Records supplied: Begin

PR #363, opened 2018-08-14
Fix lockedResourceDetails check

amitmalav:
In 187b release, values of `CONST.APISERVER.RESOURCE_GROUPS` were changed. Hence there was some disparity in expected resourceGroup for lock resource, [before](https://github.com/cloudfoundry-incubator/service-fabrik-broker/blob/rel-2018.T07a/common/constants.js#L245) and [after](https://github.com/cloudfoundry-incubator/service-fabrik-broker/blob/rel-2018.T07b/common/constants.js#L246) 187b code.


amitmalav:
Tested change manually.
Created one lock resource with 7a code.
Deployed 7b code with above change.
Lock was released by poller.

Records supplied: End

▸ What to do: All of the material above should be transcribed exactly, with no line omitted.

▸ Response:
PR #363, opened 2018-08-14
Fix lockedResourceDetails check

amitmalav:
In 187b release, values of `CONST.APISERVER.RESOURCE_GROUPS` were changed. Hence there was some disparity in expected resourceGroup for lock resource, [before](https://github.com/cloudfoundry-incubator/service-fabrik-broker/blob/rel-2018.T07a/common/constants.js#L245) and [after](https://github.com/cloudfoundry-incubator/service-fabrik-broker/blob/rel-2018.T07b/common/constants.js#L246) 187b code.


amitmalav:
Tested change manually.
Created one lock resource with 7a code.
Deployed 7b code with above change.
Lock was released by poller.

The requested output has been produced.